**Task prompt**
Only those lines in the data below from the line containing "## 4. Validate" through the line containing "This issue was", both included, should be restated word for word.

**Source material**
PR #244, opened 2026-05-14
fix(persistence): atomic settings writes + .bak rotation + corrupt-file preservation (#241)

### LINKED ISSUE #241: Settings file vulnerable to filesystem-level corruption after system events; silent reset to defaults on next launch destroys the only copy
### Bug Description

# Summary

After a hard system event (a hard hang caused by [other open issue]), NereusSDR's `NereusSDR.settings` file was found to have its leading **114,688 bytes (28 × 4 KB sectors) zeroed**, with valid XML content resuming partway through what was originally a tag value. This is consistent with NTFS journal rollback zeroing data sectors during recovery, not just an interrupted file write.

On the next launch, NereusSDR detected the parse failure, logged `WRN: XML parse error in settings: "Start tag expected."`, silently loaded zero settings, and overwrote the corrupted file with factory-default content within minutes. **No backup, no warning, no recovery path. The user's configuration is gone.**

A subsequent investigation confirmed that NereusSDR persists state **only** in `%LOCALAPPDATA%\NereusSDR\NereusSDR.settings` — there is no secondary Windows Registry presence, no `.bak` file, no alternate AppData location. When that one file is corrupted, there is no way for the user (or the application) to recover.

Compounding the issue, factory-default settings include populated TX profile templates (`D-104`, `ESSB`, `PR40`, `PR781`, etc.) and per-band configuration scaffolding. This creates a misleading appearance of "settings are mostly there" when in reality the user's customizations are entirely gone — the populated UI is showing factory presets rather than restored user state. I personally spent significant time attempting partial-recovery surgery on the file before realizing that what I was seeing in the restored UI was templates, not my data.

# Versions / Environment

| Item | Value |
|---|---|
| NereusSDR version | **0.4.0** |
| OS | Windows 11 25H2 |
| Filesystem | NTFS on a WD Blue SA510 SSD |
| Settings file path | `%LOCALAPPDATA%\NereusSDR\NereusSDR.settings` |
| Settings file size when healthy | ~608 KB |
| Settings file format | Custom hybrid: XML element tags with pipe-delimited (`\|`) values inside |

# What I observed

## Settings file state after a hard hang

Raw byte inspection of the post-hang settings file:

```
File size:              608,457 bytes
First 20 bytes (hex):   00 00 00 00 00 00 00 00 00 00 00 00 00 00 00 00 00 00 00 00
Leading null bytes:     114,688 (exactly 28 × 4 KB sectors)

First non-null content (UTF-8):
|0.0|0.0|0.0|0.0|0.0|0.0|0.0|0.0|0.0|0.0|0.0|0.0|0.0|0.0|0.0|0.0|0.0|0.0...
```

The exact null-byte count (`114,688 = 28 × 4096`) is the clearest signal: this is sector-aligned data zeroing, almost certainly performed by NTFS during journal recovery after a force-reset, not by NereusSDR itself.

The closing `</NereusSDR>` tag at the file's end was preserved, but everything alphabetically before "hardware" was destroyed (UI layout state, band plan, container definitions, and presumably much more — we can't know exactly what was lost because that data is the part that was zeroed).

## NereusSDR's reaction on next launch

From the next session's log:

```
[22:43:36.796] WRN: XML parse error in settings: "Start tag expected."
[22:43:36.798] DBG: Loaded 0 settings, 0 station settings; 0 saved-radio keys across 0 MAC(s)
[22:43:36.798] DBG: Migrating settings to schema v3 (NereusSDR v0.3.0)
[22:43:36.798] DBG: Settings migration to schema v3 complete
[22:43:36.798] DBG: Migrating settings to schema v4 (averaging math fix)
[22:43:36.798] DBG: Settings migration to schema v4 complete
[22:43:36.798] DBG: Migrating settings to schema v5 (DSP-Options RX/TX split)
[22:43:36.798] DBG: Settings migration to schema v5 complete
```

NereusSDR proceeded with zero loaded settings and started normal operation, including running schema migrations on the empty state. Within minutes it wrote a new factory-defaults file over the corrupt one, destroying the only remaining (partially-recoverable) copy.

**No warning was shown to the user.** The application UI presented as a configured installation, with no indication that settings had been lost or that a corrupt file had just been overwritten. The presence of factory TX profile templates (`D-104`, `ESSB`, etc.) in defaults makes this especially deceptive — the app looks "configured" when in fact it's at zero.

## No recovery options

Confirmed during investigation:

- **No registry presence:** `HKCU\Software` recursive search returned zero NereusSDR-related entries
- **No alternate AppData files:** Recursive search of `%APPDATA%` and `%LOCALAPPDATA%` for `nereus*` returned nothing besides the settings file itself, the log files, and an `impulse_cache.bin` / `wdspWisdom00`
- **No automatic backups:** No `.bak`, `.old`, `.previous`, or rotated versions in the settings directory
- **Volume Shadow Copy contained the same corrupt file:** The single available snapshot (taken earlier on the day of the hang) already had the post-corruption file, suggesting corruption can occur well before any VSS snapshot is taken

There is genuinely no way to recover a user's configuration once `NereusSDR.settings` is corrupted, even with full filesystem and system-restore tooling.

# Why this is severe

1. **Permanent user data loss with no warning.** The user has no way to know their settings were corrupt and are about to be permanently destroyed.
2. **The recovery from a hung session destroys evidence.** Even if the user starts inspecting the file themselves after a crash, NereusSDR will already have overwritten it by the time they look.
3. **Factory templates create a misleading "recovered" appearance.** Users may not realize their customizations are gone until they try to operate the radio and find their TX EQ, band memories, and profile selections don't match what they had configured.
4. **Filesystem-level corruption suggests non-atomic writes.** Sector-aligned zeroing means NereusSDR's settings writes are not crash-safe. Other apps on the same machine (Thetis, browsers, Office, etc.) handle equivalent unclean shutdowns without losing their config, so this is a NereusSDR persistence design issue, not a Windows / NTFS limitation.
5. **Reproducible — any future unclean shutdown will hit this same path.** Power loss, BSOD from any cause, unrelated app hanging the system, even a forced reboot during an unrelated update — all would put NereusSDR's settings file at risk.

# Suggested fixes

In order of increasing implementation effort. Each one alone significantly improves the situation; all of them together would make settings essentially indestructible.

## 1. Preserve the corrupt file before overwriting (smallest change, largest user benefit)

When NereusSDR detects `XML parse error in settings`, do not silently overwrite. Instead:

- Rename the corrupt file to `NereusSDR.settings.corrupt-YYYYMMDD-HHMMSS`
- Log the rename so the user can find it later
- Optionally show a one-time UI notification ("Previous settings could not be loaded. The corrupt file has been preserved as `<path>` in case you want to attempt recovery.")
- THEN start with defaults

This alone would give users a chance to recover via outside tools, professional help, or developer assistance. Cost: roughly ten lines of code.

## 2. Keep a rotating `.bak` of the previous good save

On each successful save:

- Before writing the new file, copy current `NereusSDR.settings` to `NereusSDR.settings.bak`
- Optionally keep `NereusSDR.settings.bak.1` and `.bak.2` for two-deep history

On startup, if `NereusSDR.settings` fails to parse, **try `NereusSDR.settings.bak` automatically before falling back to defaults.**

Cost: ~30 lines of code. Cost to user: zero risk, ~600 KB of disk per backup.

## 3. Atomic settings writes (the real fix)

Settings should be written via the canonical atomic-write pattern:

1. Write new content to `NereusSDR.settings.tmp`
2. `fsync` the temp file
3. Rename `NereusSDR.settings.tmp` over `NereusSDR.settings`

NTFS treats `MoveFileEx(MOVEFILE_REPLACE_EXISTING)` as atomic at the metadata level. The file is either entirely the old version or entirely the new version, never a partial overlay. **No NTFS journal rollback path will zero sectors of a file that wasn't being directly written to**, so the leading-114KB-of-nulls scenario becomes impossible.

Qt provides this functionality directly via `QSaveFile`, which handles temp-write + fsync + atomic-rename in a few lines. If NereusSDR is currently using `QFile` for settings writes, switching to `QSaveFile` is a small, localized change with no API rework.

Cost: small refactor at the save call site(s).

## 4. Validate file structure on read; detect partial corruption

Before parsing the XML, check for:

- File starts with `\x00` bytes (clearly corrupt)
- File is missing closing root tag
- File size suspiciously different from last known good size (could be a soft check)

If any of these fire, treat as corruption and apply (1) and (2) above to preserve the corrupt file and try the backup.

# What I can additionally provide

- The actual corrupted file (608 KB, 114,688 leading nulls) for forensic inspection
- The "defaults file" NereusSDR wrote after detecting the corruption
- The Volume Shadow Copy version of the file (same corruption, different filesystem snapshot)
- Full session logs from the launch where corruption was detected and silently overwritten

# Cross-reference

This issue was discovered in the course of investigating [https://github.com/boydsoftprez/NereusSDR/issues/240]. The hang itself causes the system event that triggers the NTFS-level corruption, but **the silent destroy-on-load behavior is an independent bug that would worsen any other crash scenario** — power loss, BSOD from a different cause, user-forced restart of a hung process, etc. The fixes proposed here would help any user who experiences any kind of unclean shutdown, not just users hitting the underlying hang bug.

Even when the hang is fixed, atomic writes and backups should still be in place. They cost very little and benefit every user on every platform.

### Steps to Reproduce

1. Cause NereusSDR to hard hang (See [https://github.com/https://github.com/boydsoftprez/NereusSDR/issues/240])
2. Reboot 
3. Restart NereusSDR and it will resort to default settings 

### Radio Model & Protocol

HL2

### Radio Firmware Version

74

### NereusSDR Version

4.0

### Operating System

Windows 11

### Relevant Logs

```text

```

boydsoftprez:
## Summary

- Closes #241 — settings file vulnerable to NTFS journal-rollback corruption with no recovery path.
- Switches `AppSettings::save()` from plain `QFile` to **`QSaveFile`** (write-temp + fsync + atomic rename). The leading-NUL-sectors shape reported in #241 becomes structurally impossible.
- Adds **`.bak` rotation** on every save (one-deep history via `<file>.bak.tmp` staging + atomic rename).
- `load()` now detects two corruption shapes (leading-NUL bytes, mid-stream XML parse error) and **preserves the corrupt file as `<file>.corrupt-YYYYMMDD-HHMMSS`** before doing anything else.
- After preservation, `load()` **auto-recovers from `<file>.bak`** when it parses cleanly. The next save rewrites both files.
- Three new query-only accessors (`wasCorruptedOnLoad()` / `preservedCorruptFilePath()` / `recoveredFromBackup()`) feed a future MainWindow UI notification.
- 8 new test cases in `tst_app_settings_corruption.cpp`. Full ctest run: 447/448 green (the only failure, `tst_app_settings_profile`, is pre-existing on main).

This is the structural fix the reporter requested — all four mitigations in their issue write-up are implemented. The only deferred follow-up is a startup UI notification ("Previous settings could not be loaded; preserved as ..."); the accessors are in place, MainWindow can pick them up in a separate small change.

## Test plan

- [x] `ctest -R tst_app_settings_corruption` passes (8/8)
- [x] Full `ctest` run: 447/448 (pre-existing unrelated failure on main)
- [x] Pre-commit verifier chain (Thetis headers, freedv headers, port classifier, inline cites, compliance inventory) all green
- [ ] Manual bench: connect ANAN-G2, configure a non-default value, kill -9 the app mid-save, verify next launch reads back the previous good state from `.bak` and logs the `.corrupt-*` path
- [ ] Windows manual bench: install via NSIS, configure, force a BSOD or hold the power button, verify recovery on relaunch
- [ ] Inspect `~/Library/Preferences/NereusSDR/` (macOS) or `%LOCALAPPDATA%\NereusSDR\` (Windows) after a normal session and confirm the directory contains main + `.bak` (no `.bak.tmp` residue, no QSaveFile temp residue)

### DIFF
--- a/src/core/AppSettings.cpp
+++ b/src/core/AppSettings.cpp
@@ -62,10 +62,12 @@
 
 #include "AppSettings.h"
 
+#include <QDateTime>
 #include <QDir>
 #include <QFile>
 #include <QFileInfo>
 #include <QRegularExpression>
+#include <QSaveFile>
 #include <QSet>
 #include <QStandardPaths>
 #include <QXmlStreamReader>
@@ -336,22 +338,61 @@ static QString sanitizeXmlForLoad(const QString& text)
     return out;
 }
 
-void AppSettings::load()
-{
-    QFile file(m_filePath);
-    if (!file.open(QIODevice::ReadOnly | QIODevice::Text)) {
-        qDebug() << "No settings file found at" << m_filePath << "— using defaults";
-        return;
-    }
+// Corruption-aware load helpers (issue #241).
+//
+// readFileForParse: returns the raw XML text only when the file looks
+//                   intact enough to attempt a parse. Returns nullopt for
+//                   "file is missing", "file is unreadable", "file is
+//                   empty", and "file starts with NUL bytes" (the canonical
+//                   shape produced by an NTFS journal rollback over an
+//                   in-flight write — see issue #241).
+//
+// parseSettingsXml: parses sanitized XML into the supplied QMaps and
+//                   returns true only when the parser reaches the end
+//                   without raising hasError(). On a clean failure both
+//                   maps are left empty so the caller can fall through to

**Answer area**
## 4. Validate file structure on read; detect partial corruption

Before parsing the XML, check for:

- File starts with `\x00` bytes (clearly corrupt)
- File is missing closing root tag
- File size suspiciously different from last known good size (could be a soft check)

If any of these fire, treat as corruption and apply (1) and (2) above to preserve the corrupt file and try the backup.

# What I can additionally provide

- The actual corrupted file (608 KB, 114,688 leading nulls) for forensic inspection
- The "defaults file" NereusSDR wrote after detecting the corruption
- The Volume Shadow Copy version of the file (same corruption, different filesystem snapshot)
- Full session logs from the launch where corruption was detected and silently overwritten

# Cross-reference

This issue was discovered in the course of investigating [https://github.com/boydsoftprez/NereusSDR/issues/240]. The hang itself causes the system event that triggers the NTFS-level corruption, but **the silent destroy-on-load behavior is an independent bug that would worsen any other crash scenario** — power loss, BSOD from a different cause, user-forced restart of a hung process, etc. The fixes proposed here would help any user who experiences any kind of unclean shutdown, not just users hitting the underlying hang bug.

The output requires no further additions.